To verify that the observed improvements are statistically meaningful, we conduct a paired two-tailed t-test comparing the full model to:

  1. 1.

    The strongest existing baseline (76.0% in Table 4)

  2. 2.

    The text-only variant (BERT classifier)

The full model is significantly better than both baselines with:

  1. 1.

    p < 0.01 (vs. strongest existing baseline)

  2. 2.

    p < 0.01 (vs. text-only model)

These results demonstrate that the performance gains are statistically significant and not due to random variation.
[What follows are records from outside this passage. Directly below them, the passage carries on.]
PR #2142, opened 2024-11-08
feat: Implement ConversationFolderCreationUseCase for Folder Creation - WPB-12171

agisilaos:
<table>
<td>
  <a href="https://wearezeta.atlassian.net/browse/WPB-12171" title="WPB-12171" target="_blank">TaskWPB-12171</a>  [iOS] Introduce ConversationFolderCreationUseCase for folder creation
  </td></table>
  <br />
 

This PR introduces the `CreateConversationFolderUseCase`, a use case responsible for creating conversation folders with specified names in the Core Data model. The use case is designed to streamline folder creation within the app, ensuring that folders are correctly instantiated with necessary attributes and unique identifiers. Additionally, a suite of unit tests `CreateConversationFolderUseCaseTests` is included to verify the correctness and reliability of this use case.

### CreateConversationFolderUseCaseProtocol:

- Added a protocol defining the folder creation use case with an invoke(with name:) method.
- The method accepts a String name parameter and returns an optional LabelType, which represents the created folder.

### CreateConversationFolderUseCase Implementation:
- Implemented the `CreateConversationFolderUseCase` struct, conforming to `CreateConversationFolderUseCaseProtocol`.
	- The invoke(with name:) method:
	- Creates a LabelType entity in the provided `NSManagedObjectContext` with a unique `UUID` as its `remoteIdentifier`.
	- Sets the name property to the provided folder name and the kind property to .folder.
	 - Returns the created folder `LabelType`, or nil if creation fails.

### Unit Tests in `CreateConversationFolderUseCaseTests`:
- Introduced `CreateConversationFolderUseCaseTests` to validate the functionality of the use case.

---

### Checklist


wire-ios-sync-engine/Source/Use cases/ConversationFolderCreationUseCase.swift
```diff
@@ -0,0 +1,61 @@
...
+                remoteIdentifier: UUID(),
+                create: true,
+                in: managedObjectContext,
+                created: &created
+            )
+            label?.name = name
+            label?.kind = .folder
+            return label
+
+        }
```
caldrian:
```suggestion
            return label
        }
```

wire-ios-sync-engine/Source/UserSession/ZMUserSession/ZMUserSession+UserSession.swift
```diff
@@ -360,6 +360,10 @@ extension ZMUserSession: UserSession {
         return SubmitCallQualitySurveyUseCase(analyticsEventTracker: analyticsEventTracker)
     }
 
+    public func makeConversationFolderCreationUseCase() -> ConversationFolderCreationUseCaseProtocol {
+        return ConversationFolderCreationUseCase(managedObjectContext: self.syncContext)
```
caldrian:
```suggestion
        return ConversationFolderCreationUseCase(managedObjectContext: syncContext)
```

caldrian (approved):

wire-ios-sync-engine/Source/Use cases/ConversationFolderCreationUseCase.swift
```diff
@@ -0,0 +1,49 @@
...
+// MERCHANTABILITY or FITNESS FOR A PARTICULAR PURPOSE. See the
+// GNU General Public License for more details.
+//
+// You should have received a copy of the GNU General Public License
+// along with this program. If not, see http://www.gnu.org/licenses/.
+//
+
+import WireDataModel
+
+public struct ConversationFolderCreationUseCase: ConversationFolderCreationUseCaseProtocol {
```
samwyndham: Maybe a topic for architecture forum but I think it would make sense to follow naming typically used on Android: See documentation: https://developer.android.com/topic/architecture/domain-layer#conventions

> verb in present tense + noun/what (optional) + UseCase.

Optional: Rename this to `CreateConversationFolderUserCase` or `CreateFolderUseCase`

wire-ios-sync-engine/Source/Use cases/ConversationFolderCreationUseCase.swift
```diff
@@ -0,0 +1,49 @@
...
+            let label = Label.fetchOrCreate(
+                remoteIdentifier: UUID(),
+                create: true,
+                in: managedObjectContext,
+                created: &created
+            )
+            label?.name = name
+            label?.kind = .folder
+            return label
+        }
```
samwyndham: I wonder if this use case should also take care of saving... What do you think @caldrian?

samwyndham (approved):
Nice work!

wire-ios-sync-engine/Source/Use cases/ConversationFolderCreationUseCase.swift
agisilaos: Done! Renamed it to `CreateConversationFolderUserCase`

wire-ios-sync-engine/Source/Use cases/ConversationFolderCreationUseCase.swift
caldrian: I think saving should be explicitly done outside.
What if a use case should run several times in a row and we only want to save if all runs were successful?

agisilaos: I think it was discussed in the past and for now that's happening outside of use case. We usually don't save inside the use cases. @samwyndham Maybe we can discuss it in our next Architecture Forum?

Conclusion and future work

In this study, we proposed a hybrid reasoning framework that integrates contextual language representations from BERT with relational knowledge encoded through GATv2-based graph neural networks. By constructing targeted subgraphs from ConceptNet and fusing them with deep semantic embeddings, the model is able to capture both linguistic context and structured world knowledge—two complementary components essential for knowledge-intensive question answering.

Across two distinct benchmarks, the proposed model demonstrated substantial performance gains. On CommonsenseQA, the model achieved 82.3% accuracy, outperforming the baseline BERT model and highlighting the benefit of incorporating relational knowledge into commonsense reasoning. On the hybrid science-and-commonsense OpenBookQA dataset, the model reached 86.21% accuracy, further confirming the effectiveness of combining textual semantics with knowledge graph reasoning.

The results provide three important insights:

  1. 1.

    Language models benefit significantly from explicit relational structures in tasks requiring reasoning beyond surface-level text;

  2. 2.

    GATv2 effectively captures directional and contextual dependencies within localized subgraphs; and

  3. 3.

    Joint training encourages complementary learning between text-based and graph-based representations.

Overall, this work demonstrates that tightly coupling language understanding with structured reasoning yields meaningful improvements in knowledge-intensive question answering, offering a promising direction for future research in hybrid Neuro-Symbolic AI.

In future work, we plan to leverage large-scale entity disambiguation models to better align question tokens with knowledge graph nodes. Also, incorporating explicit multi-hop path search could guide attention across more distant nodes. Finally, it would be useful to combine multiple knowledge sources such as Wikidata and ATOMIC alongside ConceptNet to enrich graph representations.